■ ACTIVITY ■
The listing below needs to be copied in full, exactly.

■ INFORMATION SUPPLIED ■
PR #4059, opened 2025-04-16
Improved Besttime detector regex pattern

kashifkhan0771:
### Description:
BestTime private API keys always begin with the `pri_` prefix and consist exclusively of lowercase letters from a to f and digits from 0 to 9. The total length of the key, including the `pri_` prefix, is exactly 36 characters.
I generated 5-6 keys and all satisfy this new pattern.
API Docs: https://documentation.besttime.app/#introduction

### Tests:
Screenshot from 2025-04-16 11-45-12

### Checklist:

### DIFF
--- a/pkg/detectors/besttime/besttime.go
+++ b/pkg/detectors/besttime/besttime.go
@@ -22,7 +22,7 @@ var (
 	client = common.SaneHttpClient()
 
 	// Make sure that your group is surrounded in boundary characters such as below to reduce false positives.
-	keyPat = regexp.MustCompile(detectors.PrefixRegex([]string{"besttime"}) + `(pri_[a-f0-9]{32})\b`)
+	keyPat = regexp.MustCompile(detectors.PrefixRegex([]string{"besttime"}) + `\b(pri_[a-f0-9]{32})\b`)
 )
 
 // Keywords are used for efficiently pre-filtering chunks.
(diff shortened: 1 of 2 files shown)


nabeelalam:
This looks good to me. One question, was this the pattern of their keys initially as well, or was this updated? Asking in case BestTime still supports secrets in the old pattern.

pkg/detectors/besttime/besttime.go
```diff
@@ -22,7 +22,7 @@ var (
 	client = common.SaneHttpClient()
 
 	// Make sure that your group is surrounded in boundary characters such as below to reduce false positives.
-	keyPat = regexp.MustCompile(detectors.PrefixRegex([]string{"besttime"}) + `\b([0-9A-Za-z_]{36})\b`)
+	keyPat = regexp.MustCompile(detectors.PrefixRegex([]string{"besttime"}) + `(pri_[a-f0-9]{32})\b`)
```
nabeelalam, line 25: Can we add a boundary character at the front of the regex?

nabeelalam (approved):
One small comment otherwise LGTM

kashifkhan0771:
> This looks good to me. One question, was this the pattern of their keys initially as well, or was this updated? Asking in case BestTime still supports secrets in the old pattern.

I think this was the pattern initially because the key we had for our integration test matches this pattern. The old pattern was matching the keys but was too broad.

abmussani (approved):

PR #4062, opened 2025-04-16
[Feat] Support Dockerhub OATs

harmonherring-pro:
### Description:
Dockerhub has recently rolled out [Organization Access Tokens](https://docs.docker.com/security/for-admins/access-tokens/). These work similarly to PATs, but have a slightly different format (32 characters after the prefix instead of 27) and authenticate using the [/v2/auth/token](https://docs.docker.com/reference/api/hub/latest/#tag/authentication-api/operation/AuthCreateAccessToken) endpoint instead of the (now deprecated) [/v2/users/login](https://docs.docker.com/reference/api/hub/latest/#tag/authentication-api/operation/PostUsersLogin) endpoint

■ TASK SOLUTION ■
PR #4059, opened 2025-04-16
Improved Besttime detector regex pattern

kashifkhan0771:
### Description:
BestTime private API keys always begin with the `pri_` prefix and consist exclusively of lowercase letters from a to f and digits from 0 to 9. The total length of the key, including the `pri_` prefix, is exactly 36 characters.
I generated 5-6 keys and all satisfy this new pattern.
API Docs: https://documentation.besttime.app/#introduction

### Tests:
Screenshot from 2025-04-16 11-45-12

### Checklist:

### DIFF
--- a/pkg/detectors/besttime/besttime.go
+++ b/pkg/detectors/besttime/besttime.go
@@ -22,7 +22,7 @@ var (
 	client = common.SaneHttpClient()
 
 	// Make sure that your group is surrounded in boundary characters such as below to reduce false positives.
-	keyPat = regexp.MustCompile(detectors.PrefixRegex([]string{"besttime"}) + `(pri_[a-f0-9]{32})\b`)
+	keyPat = regexp.MustCompile(detectors.PrefixRegex([]string{"besttime"}) + `\b(pri_[a-f0-9]{32})\b`)
 )
 
 // Keywords are used for efficiently pre-filtering chunks.
(diff shortened: 1 of 2 files shown)


nabeelalam:
This looks good to me. One question, was this the pattern of their keys initially as well, or was this updated? Asking in case BestTime still supports secrets in the old pattern.

pkg/detectors/besttime/besttime.go
```diff
@@ -22,7 +22,7 @@ var (
 	client = common.SaneHttpClient()
 
 	// Make sure that your group is surrounded in boundary characters such as below to reduce false positives.
-	keyPat = regexp.MustCompile(detectors.PrefixRegex([]string{"besttime"}) + `\b([0-9A-Za-z_]{36})\b`)
+	keyPat = regexp.MustCompile(detectors.PrefixRegex([]string{"besttime"}) + `(pri_[a-f0-9]{32})\b`)
```
nabeelalam, line 25: Can we add a boundary character at the front of the regex?

nabeelalam (approved):
One small comment otherwise LGTM

kashifkhan0771:
> This looks good to me. One question, was this the pattern of their keys initially as well, or was this updated? Asking in case BestTime still supports secrets in the old pattern.

I think this was the pattern initially because the key we had for our integration test matches this pattern. The old pattern was matching the keys but was too broad.

abmussani (approved):

PR #4062, opened 2025-04-16
[Feat] Support Dockerhub OATs

harmonherring-pro:
### Description:
Dockerhub has recently rolled out [Organization Access Tokens](https://docs.docker.com/security/for-admins/access-tokens/). These work similarly to PATs, but have a slightly different format (32 characters after the prefix instead of 27) and authenticate using the [/v2/auth/token](https://docs.docker.com/reference/api/hub/latest/#tag/authentication-api/operation/AuthCreateAccessToken) endpoint instead of the (now deprecated) [/v2/users/login](https://docs.docker.com/reference/api/hub/latest/#tag/authentication-api/operation/PostUsersLogin) endpoint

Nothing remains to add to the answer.